# SEO Agentur für Erfolg



## makrogame (12. Juni 2016)

*SEO Agentur für Erfolg*

Wie man sehen kann, möchte ich wissen, welche Agentur im Bereich SEO renommiert ist und mir bei meinem Anliegen helfen kann. 
Und zwar habe ich einen Shop der bei google sehr weit unten ist.. Das muss geändert werden, weil ich damit mein Geld verdiene und davon Leben muss.

Den ersten Anhaltspunkt zu einer Agentur habe ich bei  SEO Köln  gefunden. Möchte aber gerne noch weitere Anhaltspunkte als Plan B haben.

Ich wäre euch voll dankbar wenn ihr den ein oder anderen Rat an mich habt.


----------



## -sori- (13. Juni 2016)

*AW: SEO Agentur für Erfolg*

Ich an deiner Stelle rate dir, das ganze evtl. erstmal selbst weitgehend zu optimieren - über PageSpeed Insights die Performance, über Varvy SEO tool and optimization guide allgemein die Google-Regeln und schlussendlich einen Antrag zur Neu-Bewertung stellen. Könntest du einen Link zum Shop reinstellen?


----------



## Shutterfly (14. Juni 2016)

*AW: SEO Agentur für Erfolg*

Persönliche Erfahrung aus der SEO-Welt: Weltweit führendes Unternehmen, welches wir bedienen, holt einen SEO-Hampelmann ran. Der erzählt viele tolle Dinge. Einige nachvollziehbar, wenn auch technisch wegen Quellsystem nicht realisierbar. Einige Dinge auch total absurd.

Verbindlich will er sich nicht auf Erfolge festlegen. Schön, Kunde beschließt sich dies zu tun und beauftragt uns zur Umsetzung. Wir rollen mit den Augen, machen aber. Halbes Jahr später kommt ein neuer SEO-Typ daher und betitelt alle SEO-Optimierungen, welche vorher gemacht wurden, als schlecht und falsch. Wir lachen, der Kunde weint, da er inzwischen im Ranking wirklich abgesackt ist. Also hört man auch den neuen Quacksalber. Ergebnis wird leicht besser, aber nicht wie zu Anfang.

Dann kam der Dritte. Kannst dir vorstellen, was natürlich alles totaler Mist war  Und das waren SEO-"Experten", welche von den größten deutschen Agenturen gebucht wurden. Lächerlich.
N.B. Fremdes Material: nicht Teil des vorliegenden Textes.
PR #816, opened 2017-04-15
Fixed wrong recording of declaration order

realvictorprm:
This is a bugfix for critical bug. With the fix the generation of the parser bindings should be nearly correct.


realvictorprm:
👍

PR #837, opened 2017-05-24
Stack mismatch (bool param) + Implement default c'tors (without DllImports)

giladlevi:
This pull request includes fixes for both issues 831 and 834.


ddobrev:
@giladlevi I appreciate your effort but I am extremely sorry to say these fixes are workarounds at best. First of all, I would ask you to send separate pull requests, starting with the stack mismatch. Second, if you need any help fixing it properly, I am here to help so ask away.

Issue #834, opened 2017-05-21
Stack mismatch when bool param passed from C++ to C# 


giladlevi:
I have a c++ class that I inherits from and overrides some virtual functions.

The C++ virtual function looks like this:
```c++
virtual void OnSomething(bool iAmABool) {};
```

C++ stores booleans (at least on VC++) as 1-byte.
Therefore, when C++ calls the generated delegate it will push 1 byte onto the stack (for example, in the case of x86 thiscall)
The generated delegate on the c# side will looks like this:
```c#
[SuppressUnmanagedCodeSecurity, UnmanagedFunctionPointer(global::System.Runtime.InteropServices.CallingConvention.ThisCall)]
internal unsafe delegate void Action_bool(bool instance);
```
This signature uses the c# bool type for the delegate definition which apparently consumes 4 bytes off the stack.

This leads to a most unfortunate mismatch, where 3 bytes of the c# bool are basically random garbage read from the stack.

ddobrev:
Thank you for your report. We know where the bug is so since we're satisfied with the code you sent the last time, I would like to let you know I'll be happy to provide any assistance you might need should you decide to try fixing this one as well.

giladlevi:
@ddobrev I did it, I'll open a pull request.
Please take a look on issue https://github.com/mono/CppSharp/issues/831 that I wrote also few days ago. I already fixed it also, maybe can I open 2 pull requests?

ddobrev:
@giladlevi excellent, please do.
About #831, I am a little surprised you managed. It's not trivial. I would be curious indeed to see your solution.

Issue #511, opened 2015-07-02
Bind delegates with higher-level managed types


tritao:
Imagine a callback in native code:
```void Callback(Class& c);```

When bound in managed it ends up as:
```delegate void Callback(IntPtr c);```

And we need to do later:
```var c = Class.__CreateInstance(c)```

Not pretty.
I think we could improve this on the generator to generate a lower-level (same as what we already generate) and higher-level proxy delegate:
```delegate void Callback(Class c);```

genuinelucifer:
@tritao How to generate 'delegate' from the function 'Callback'.. I tried to recreate it but the function ended up as another function in managed code.

realvictorprm:
Sorry for posting duplicates. Blame me!

I'm presenting an update to the current situation:

> The new generated code should look like this:
> 
> ```
> public delegate void HighLevelDelegate (SomeClass class, int someparam);
> internal delegate void LowLevelDelegate(IntPtr class, int someparam);
> 
> public void SetCallback(HighLevelDelegate del);
> internal void SetCallback(LowLevelDelegate del);
> ```
> However our current approach includes that each callback will be saved until the life-time of a specific class or the application itself ends.

PR #838, opened 2017-05-24
[Fix issue #834] Stack mismatch when bool param passed from C++ to C#…

giladlevi:
…, cast to sbyte instead. keeping the interface

### DIFF
--- a/src/Generator/Generators/CSharp/CSharpSources.cs
+++ b/src/Generator/Generators/CSharp/CSharpSources.cs
@@ -2647,7 +2647,7 @@ namespace CppSharp.Generators.CSharp
                     && !string.IsNullOrWhiteSpace(param.Context.ArgumentPrefix))
                     name.Append(param.Context.ArgumentPrefix);
 
-                var paramString = param.Param.Type.IsPrimitiveType() && ((BuiltinType)param.Param.Type).Type == PrimitiveType.Bool? $"{param.Name} ? (sbyte)1: (sbyte)0" : param.Name;
+                var paramString = param.Param.Type.IsPrimitiveType() && (param.Param.Type as BuiltinType)?.Type == PrimitiveType.Bool? $"{param.Name} ? (sbyte)1: (sbyte)0" : param.Name;
                 name.Append(paramString);
                 names.Add(name.ToString());
             }
--- a/src/Generator/Generators/CSharp/CSharpSources.cs
+++ b/src/Generator/Generators/CSharp/CSharpSources.cs
@@ -537,7 +537,16 @@ namespace CppSharp.Generators.CSharp
 
             retType = function.ReturnType.CSharpType(TypePrinter);
 
-            var @params = function.GatherInternalParams(Context.ParserOptions.IsItaniumLikeAbi).Select(p =>
+            var paramsCopy = function
+              .GatherInternalParams(Context.ParserOptions.IsItaniumLikeAbi, false)
+              .Select(p => new Parameter(p)).ToArray();
+
+            foreach (var p in paramsCopy.Where(paramCopy => paramCopy.Type.IsPrimitiveType() && (paramCopy.Type as BuiltinType)?.Type == PrimitiveType.Bool))
+            {
+                p.QualifiedType = new QualifiedType(new BuiltinType(PrimitiveType.Char));
+            }
+
+            var @params = paramsCopy.Select(p =>
                 string.Format("{0} {1}", p.CSharpType(TypePrinter), p.Name)).ToList();
 
             TypePrinter.PopContext();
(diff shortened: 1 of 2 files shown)


tritao:
I think the only "right" way to fix this is as part of https://github.com/mono/CppSharp/issues/511, we need to generate a native and higher-level delegate and marshal types in the native delegate so we can call the managed delegate. So in this case, the native delegate would have the `byte` parameter, but the higher level delegate would still have the `bool` signature as expected.

@ddobrev What do you think?

ddobrev:
@tritao it's actually simpler. We just need to only print delegates with the native context. That we'll have the managed delegates later on is actually irrelevant to the problem.

ddobrev:
@giladlevi thank you for separating the pull. I would now like to help you fix it properly. Basically, we need to print parameters of delegates as if they are in a native context rather than managed. In the native context a bool is a byte, as you correctly said. So you need to update our code so that Boolean parameters of delegates are printed as bytes. You can use MarshalKind to see what context you are in. Any questions, please ask.

tritao:
To add on to what @ddobrev has said, you should also be looking at ParserTargetInfo.BoolWidth member, to check the size of booleans in the parsed target ABI. We should only map them to `byte` if the current target has byte-sized booleans.

giladlevi:
@ddobrev I think this is actually what i'm doing https://github.com/giladlevi/CppSharp/blob/stackMismatch/src/Generator/Generators/CSharp/CSharpSources.cs#L1560
By default MarshalKind is Unknown.

ddobrev:
@giladlevi yes but my point is that if it was fixed in the right place, all of your remaining code would've been unnecessary.

giladlevi:
@ddobrev 
I have 3 places that require change in my opinion to fix the issue:

1.  At the declaration of the delegate type used for native => managed transition:
I must change the arg1 param to sbyte (it is currently generated as bool in c#).
This is critical, otherwise, a bool param in c++ (1 byte) will be read as 4 bytes from the stack by the generated c# code due to the wrong signature and completely mess up the stack (potential stack overflow exception / or reading bytes from the next param bytes in to `bool`)
This is done in [this area](https://github.com/giladlevi/CppSharp/blob/stackMismatch/src/Generator/Generators/CSharp/CSharpTypePrinter.cs#L632)
```c#
internal unsafe delegate void Action_IntPtr_bool(global::System.IntPtr instance, sbyte arg1);
```

2. At the actual delegate "instantiation" for a specific hooked virtual function I must perform the same change as (1).
private static void _OnEvent_0DelegateHook(global::System.IntPtr instance, **sbyte** bIsLast)
This is done in [this area](https://github.com/giladlevi/CppSharp/blob/stackMismatch/src/Generator/Generators/CSharp/CSharpSources.cs#L540)
```c#
private static void _OnEvent_0DelegateHook(global::System.IntPtr instance, sbyte bIsLast)
```

3. The existing code can generate sbyte => bool casts in the form of `someSbyte != 0` .
This is why I change the MarshalKind to MarshalKind.NativeField instead of MarshalKind.Unknown
This is already implemented by you [in this area](https://github.com/giladlevi/CppSharp/blob/stackMismatch/src/Generator/Generators/CSharp/CSharpMarshal.cs#L202) and I fixed the flow to go there from [here](https://github.com/giladlevi/CppSharp/blob/stackMismatch/src/Generator/Generators/CSharp/CSharpSources.cs#L1560)
```c#
private static void _OnEvent_0DelegateHook(global::System.IntPtr instance, sbyte bIsLast)
        {
            if (!NativeToManagedMap.ContainsKey(instance))
                throw new global::System.Exception("No managed instance was found");

            var __target = (global::LTSApi.CSecurityFtdcQuerySpi) NativeToManagedMap[instance];
            if (__target.__ownsNativeInstance)
                __target.SetupVTables();
            __target.OnEvent(bIsLast != 0);
        }
```

4. at the implementation of the base virtual function (which performs a managed => native transition) I want to keep the signature with a c# `bool` while casting to `sbyte` when calling the native delegate so I need to perform a cast like `someBool ? (sbyte)1: (sbyte)0`. 
This come from [here](https://github.com/giladlevi/CppSharp/blob/stackMismatch/src/Generator/Generators/CSharp/CSharpSources.cs#L2650)
```c#
public virtual void OnEvent(bool bIsLast)
        {
            var __slot = *(void**) ((IntPtr) __OriginalVTables[0] + 3 * 8);
            var ___OnEvent_0Delegate = (global::LTSApi.Delegates.Action_IntPtr_bool) Marshal.GetDelegateForFunctionPointer(new IntPtr(__slot), typeof(global::LTSApi.Delegates.Action_IntPtr_bool));
            ___OnEvent_0Delegate((__Instance + __PointerAdjustment), bIsLast ? (sbyte)1: (sbyte)0);
        }
```

Sometimes I need param's QualifiedType to be PrimitiveType.Char and sometimes PrimitiveType.Bool.
How all this changes can be performed only with changing to MarshalKind.NativeField?

ddobrev:
@giladlevi I understand what you mean, I should've explained myself better. What I am talking about is changing the type printer instead of the generator. We need to extend the action of the context now called NativeField to also apply to delegates. You see, delegates already use the Native context, this is why we get IntPtr and .__Internal instead of the real classes. We need to use NativeField instead because that context, since it directly concerns marshalling, also converts bools to bytes. So, since NativeField would no longer be used just for delegates, let's rename it to, say, NativeType. Then whenever we need a delegate, for v-tables or other, we push NativeType instead of just Native. Makes sense?

tritao:
Closing, issue has been fixed.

PageSpeed Insights ist der erste Schritt. Leider hast du nix über deinen Shop, etc. gesagt. Aktuelle Shop-Software tut für dich schon viel von dem was du tun solltest. Viele Dinge kannst du dir auch umsonst im Netz anlesen, wenn du Geld sparen willst. Ansonsten sind für Shops Preissuchmaschinen inzwischen der beste Anlaufpunkt. Dort solltest du gelistet sein, sofern du nicht ein totales Randprodukt vertreibst.
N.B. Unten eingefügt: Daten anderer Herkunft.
PR #120, opened 2019-11-16
Add prop.step and min/max float overloads

zanaptak:
Step is used for range input type. https://developer.mozilla.org/en-US/docs/Web/HTML/Element/input/range


Zaid-Ajaj:
Thanks a lot @zanaptak

PR #122, opened 2019-11-18
Fixing typo in Nav element

Dzoukr:
I believe that Nav should be generated as `nav` instead of `label`.


Zaid-Ajaj:
Nice catch! thanks Roman 🎉

PR #123, opened 2019-11-19
ICssUnit overloads for prop.height and prop.width

Shmew:


Feliz/Properties.fs
```diff
@@ -365,10 +365,18 @@ type prop =
     ///
     /// <canvas>, <embed>, <iframe>, <img>, <input>, <object>, <video>
     static member inline height(value: int) = Interop.mkAttr "height" value
+    /// Specifies the height of elements listed here. For all other elements, use the CSS height property.
+    ///
+    /// <canvas>, <embed>, <iframe>, <img>, <input>, <object>, <video>
```
cmeeren: I think you have to add backticks around these tags, otherwise they won't display properly. e.g.

```f#
/// `<canvas>`, `<embed>`, ...
```

I see this is an issue with the existing overloads, too.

Bei SEO-Agenturen musst du dir immer bewusst sein, dass du keine verbindlichen Ergebnisse brauchst. Ich bezeichne es gerne als "Glaskugel lesen", da viel mit "könnte, sollte, müsste" argumentiert wird. Ob dir das Wert ist, musst du selbst entscheiden.


----------



## Falk (15. Juni 2016)

*AW: SEO Agentur für Erfolg*

Naja, etwas differenzierter als Shutterfly (der ja anscheinend im Bereich Entwicklung tätig ist und daher eine eher negative Einstellung zum Thema SEO hat) muss man das schon betrachten. 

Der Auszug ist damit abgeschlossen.